## Exercise requirements
Look through the data below and extract, unchanged, the lines from the one that contains "- I see that" to the one that contains "- SetDiskAutodelete", both included.

(Saved entries)
>>

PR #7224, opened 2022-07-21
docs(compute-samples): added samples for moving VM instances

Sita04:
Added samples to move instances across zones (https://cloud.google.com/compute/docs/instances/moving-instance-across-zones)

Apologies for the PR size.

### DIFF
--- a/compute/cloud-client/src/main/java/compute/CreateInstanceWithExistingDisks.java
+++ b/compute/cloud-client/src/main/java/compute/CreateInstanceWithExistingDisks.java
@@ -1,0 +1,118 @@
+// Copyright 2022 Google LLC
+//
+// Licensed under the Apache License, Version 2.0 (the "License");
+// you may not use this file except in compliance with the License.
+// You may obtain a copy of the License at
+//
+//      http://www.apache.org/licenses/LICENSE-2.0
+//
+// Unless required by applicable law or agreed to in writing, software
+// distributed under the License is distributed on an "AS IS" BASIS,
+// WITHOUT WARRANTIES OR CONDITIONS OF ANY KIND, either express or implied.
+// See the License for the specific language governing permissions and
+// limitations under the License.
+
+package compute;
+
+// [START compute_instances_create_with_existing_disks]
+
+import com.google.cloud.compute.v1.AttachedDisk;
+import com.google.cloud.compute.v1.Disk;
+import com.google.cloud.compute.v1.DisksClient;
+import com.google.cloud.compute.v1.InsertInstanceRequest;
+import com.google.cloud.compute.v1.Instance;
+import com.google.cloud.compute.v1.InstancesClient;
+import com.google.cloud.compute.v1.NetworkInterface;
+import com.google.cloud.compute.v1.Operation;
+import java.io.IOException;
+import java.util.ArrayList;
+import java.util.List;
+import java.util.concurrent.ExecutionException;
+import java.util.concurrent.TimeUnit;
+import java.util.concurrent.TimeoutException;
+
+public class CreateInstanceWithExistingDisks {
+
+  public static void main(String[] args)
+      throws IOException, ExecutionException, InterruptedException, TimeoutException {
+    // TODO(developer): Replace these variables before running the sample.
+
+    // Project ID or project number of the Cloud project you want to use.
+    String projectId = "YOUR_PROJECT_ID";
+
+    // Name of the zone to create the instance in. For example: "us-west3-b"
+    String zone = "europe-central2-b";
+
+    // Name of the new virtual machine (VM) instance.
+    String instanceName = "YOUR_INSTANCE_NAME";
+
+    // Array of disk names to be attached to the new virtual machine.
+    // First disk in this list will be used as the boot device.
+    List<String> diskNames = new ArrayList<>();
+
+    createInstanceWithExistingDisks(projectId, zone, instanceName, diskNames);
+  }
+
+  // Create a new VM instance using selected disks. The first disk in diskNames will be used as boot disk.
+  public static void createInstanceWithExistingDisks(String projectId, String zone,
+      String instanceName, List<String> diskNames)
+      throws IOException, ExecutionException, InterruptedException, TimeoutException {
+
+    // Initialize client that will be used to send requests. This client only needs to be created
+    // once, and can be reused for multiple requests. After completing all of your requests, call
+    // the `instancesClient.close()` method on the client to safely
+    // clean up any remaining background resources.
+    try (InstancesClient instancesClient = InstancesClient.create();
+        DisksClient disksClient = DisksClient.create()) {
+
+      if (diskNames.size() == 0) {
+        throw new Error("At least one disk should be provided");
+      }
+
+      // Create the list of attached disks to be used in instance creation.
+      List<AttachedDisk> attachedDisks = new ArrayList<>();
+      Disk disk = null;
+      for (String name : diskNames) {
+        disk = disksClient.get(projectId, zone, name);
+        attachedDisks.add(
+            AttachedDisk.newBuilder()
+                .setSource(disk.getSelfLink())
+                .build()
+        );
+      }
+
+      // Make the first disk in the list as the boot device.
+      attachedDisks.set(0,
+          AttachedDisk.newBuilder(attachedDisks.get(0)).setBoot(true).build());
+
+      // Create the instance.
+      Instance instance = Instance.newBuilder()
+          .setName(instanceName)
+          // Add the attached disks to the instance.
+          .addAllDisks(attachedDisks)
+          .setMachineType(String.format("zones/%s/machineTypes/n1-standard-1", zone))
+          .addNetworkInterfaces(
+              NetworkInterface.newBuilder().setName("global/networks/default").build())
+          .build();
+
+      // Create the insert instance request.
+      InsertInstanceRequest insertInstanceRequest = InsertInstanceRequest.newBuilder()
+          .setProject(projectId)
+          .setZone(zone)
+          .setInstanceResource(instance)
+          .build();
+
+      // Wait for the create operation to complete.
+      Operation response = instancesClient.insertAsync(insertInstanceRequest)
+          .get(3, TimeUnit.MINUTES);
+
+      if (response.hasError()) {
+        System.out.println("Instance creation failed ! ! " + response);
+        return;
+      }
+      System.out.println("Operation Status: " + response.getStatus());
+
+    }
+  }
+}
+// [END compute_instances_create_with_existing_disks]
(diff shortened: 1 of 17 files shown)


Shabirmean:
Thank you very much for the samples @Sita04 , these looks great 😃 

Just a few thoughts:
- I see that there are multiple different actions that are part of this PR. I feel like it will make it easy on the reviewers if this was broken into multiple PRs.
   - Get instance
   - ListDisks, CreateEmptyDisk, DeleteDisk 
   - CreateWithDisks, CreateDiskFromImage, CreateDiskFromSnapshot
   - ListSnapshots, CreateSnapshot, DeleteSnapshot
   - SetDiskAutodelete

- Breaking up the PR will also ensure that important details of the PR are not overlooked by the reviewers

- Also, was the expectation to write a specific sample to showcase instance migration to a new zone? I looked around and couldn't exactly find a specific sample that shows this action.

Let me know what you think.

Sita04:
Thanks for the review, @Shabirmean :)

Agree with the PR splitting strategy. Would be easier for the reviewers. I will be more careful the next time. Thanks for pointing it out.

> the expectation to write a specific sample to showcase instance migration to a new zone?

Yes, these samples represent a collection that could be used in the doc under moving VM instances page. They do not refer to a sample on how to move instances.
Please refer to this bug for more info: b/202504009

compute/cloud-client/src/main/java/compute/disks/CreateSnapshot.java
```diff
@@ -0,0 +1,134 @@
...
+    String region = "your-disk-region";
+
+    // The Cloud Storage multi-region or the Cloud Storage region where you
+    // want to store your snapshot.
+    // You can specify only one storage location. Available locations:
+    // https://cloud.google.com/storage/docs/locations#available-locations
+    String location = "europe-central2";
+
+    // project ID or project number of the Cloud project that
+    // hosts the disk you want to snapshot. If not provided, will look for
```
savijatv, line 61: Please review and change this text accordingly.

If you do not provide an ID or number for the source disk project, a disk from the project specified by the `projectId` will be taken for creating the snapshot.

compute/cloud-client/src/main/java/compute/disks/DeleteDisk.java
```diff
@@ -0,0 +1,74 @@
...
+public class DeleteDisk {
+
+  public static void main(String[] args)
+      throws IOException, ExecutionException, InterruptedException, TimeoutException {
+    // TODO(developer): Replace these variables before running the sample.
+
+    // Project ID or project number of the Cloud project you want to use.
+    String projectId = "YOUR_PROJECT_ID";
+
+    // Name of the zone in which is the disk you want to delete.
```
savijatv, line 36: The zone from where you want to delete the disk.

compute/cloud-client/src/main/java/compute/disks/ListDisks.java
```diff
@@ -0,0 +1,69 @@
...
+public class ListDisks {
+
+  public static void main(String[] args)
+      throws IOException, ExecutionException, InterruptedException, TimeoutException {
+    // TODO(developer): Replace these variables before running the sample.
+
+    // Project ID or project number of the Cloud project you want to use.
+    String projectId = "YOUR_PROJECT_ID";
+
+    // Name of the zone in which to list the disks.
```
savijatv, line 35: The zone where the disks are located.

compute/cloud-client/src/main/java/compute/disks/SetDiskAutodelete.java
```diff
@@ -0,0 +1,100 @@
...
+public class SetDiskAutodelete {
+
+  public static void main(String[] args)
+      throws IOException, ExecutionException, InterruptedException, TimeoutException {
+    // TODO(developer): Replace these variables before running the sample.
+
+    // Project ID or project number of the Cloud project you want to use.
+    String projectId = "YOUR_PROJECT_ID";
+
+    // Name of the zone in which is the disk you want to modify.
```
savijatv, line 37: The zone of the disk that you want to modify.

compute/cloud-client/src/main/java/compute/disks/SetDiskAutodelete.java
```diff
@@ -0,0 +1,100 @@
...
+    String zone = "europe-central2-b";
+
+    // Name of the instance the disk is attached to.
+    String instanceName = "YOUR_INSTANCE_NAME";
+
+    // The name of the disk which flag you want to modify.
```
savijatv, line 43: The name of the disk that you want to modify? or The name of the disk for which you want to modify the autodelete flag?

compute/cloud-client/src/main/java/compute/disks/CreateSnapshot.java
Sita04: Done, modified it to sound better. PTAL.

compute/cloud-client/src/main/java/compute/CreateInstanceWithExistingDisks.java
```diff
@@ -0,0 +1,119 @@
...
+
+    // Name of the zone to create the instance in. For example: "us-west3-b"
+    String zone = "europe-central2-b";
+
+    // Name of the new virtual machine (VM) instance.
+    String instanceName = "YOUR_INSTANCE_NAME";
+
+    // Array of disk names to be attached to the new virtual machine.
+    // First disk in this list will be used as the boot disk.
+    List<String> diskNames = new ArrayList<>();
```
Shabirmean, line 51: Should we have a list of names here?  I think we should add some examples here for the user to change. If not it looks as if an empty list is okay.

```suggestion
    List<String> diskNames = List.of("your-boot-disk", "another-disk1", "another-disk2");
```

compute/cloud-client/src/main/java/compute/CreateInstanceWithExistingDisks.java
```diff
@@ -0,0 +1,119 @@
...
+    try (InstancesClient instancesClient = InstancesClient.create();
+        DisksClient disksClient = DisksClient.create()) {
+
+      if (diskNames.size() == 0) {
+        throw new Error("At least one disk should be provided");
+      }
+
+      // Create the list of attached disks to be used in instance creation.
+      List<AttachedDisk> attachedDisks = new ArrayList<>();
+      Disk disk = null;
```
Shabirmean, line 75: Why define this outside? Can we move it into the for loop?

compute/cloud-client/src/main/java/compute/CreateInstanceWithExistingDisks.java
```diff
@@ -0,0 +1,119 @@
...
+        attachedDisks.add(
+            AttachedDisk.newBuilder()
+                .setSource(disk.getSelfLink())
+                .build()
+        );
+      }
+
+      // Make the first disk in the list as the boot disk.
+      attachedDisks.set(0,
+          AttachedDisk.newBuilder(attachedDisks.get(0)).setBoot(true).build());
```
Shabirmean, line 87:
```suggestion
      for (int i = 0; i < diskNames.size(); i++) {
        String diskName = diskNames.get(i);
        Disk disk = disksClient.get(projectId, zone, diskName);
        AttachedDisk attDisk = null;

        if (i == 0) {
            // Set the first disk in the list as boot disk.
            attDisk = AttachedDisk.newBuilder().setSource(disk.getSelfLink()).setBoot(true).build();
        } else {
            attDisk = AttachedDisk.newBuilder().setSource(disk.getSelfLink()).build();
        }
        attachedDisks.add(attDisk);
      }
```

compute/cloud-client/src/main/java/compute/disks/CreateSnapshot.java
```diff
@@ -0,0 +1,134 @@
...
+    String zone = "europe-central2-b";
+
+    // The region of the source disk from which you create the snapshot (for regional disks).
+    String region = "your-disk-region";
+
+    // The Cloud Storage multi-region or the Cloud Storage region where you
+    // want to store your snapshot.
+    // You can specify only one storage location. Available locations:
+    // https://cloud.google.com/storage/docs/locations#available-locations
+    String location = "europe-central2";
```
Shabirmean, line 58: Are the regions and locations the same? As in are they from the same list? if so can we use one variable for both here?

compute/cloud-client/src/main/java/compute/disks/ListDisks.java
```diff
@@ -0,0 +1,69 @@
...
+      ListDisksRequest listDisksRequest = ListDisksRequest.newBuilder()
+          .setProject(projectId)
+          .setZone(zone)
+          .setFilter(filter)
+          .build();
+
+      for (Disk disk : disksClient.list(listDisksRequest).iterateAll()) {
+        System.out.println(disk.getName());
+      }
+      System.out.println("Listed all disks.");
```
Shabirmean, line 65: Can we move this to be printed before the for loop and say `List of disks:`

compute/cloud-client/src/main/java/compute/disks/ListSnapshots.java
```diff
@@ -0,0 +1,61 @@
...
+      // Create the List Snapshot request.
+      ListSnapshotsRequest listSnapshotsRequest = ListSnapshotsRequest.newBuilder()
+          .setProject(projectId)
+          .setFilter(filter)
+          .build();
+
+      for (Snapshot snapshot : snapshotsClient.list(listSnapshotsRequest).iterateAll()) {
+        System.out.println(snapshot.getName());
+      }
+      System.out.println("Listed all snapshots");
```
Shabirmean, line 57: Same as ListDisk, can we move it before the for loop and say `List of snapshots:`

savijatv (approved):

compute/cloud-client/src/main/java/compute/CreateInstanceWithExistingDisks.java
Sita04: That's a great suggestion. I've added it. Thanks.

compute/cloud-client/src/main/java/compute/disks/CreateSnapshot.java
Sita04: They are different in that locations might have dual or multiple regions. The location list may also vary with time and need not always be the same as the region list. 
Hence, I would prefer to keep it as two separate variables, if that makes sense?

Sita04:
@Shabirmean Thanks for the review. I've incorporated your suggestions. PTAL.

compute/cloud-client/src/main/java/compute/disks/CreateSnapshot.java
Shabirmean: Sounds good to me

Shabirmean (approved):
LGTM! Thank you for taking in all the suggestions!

<<
>>

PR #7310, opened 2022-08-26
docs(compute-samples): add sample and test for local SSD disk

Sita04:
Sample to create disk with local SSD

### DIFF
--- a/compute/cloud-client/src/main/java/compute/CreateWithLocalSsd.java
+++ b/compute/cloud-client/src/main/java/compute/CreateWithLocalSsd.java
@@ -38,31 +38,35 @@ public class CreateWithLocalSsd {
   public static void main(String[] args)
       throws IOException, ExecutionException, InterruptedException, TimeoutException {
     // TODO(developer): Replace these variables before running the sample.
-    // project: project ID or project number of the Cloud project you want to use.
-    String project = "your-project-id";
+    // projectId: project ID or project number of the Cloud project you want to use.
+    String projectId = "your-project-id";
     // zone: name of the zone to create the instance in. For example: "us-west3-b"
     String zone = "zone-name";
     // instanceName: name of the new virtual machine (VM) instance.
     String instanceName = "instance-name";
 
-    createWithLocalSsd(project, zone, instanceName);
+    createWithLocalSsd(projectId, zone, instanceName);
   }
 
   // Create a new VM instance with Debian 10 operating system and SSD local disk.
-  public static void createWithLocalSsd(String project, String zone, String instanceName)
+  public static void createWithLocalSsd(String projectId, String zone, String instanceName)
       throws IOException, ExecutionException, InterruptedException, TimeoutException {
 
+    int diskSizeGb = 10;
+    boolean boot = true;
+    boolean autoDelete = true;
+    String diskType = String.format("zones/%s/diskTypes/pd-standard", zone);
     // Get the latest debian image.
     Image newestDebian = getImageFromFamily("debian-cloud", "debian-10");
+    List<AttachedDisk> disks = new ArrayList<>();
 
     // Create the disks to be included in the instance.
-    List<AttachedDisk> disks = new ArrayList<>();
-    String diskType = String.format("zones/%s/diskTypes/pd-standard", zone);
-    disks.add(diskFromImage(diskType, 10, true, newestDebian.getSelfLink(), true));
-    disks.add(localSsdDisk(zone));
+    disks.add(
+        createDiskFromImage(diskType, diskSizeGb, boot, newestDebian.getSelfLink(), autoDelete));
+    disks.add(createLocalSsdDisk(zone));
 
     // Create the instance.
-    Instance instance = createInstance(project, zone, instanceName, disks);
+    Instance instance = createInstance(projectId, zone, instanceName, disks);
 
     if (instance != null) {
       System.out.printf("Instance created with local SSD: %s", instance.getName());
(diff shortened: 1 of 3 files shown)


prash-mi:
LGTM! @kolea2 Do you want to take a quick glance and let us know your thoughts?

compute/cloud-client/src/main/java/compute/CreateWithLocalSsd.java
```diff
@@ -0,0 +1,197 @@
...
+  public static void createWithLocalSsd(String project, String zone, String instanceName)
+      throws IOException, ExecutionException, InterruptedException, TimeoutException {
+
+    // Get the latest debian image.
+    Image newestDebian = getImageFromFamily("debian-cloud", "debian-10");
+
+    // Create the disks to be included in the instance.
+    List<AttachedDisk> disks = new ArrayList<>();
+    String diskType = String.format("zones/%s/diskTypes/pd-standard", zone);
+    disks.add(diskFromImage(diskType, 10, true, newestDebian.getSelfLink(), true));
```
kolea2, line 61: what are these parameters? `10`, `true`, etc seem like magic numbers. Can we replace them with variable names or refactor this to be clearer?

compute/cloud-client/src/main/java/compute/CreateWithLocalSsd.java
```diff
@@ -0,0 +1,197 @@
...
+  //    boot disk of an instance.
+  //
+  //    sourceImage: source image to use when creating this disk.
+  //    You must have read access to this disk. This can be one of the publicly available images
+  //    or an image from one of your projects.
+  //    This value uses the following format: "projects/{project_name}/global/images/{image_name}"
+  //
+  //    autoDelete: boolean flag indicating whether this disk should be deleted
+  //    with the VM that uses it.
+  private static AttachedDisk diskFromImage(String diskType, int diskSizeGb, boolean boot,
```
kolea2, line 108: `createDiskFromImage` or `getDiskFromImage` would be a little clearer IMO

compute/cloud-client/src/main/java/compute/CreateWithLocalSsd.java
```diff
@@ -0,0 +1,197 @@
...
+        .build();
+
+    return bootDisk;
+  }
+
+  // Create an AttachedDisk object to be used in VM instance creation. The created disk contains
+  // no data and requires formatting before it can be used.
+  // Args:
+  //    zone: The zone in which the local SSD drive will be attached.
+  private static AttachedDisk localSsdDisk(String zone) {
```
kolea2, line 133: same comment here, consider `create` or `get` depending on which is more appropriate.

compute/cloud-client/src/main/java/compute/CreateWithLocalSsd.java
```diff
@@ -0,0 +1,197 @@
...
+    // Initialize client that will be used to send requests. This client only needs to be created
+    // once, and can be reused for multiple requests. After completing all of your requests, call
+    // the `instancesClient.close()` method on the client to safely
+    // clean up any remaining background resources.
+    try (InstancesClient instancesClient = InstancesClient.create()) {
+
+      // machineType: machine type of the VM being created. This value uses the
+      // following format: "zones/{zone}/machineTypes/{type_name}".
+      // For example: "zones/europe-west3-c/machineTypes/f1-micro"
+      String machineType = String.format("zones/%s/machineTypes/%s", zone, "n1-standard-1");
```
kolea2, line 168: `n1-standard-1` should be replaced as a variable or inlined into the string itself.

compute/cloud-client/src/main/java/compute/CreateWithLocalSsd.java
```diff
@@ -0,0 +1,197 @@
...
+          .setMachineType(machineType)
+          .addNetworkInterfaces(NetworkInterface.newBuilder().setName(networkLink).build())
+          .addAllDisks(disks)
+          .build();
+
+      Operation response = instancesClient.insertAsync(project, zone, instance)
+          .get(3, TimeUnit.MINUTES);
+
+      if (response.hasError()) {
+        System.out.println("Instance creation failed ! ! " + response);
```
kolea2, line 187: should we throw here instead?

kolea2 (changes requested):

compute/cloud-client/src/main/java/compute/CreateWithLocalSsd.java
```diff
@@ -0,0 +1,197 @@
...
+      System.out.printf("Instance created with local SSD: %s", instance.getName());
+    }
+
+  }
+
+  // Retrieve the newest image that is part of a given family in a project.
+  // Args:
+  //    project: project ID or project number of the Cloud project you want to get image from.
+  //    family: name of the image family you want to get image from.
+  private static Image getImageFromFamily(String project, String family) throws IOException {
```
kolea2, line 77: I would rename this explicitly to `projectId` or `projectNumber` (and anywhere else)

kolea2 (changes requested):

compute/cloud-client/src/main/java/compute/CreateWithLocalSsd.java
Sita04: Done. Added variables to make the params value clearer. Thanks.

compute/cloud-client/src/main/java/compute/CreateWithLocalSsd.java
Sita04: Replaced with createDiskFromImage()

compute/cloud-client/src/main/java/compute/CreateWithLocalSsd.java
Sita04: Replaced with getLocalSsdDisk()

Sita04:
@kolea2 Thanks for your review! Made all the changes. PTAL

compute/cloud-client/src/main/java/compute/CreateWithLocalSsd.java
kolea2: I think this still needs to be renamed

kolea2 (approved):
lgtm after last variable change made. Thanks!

<<

## Reply to the task
- I see that there are multiple different actions that are part of this PR. I feel like it will make it easy on the reviewers if this was broken into multiple PRs.
   - Get instance
   - ListDisks, CreateEmptyDisk, DeleteDisk 
   - CreateWithDisks, CreateDiskFromImage, CreateDiskFromSnapshot
   - ListSnapshots, CreateSnapshot, DeleteSnapshot
   - SetDiskAutodelete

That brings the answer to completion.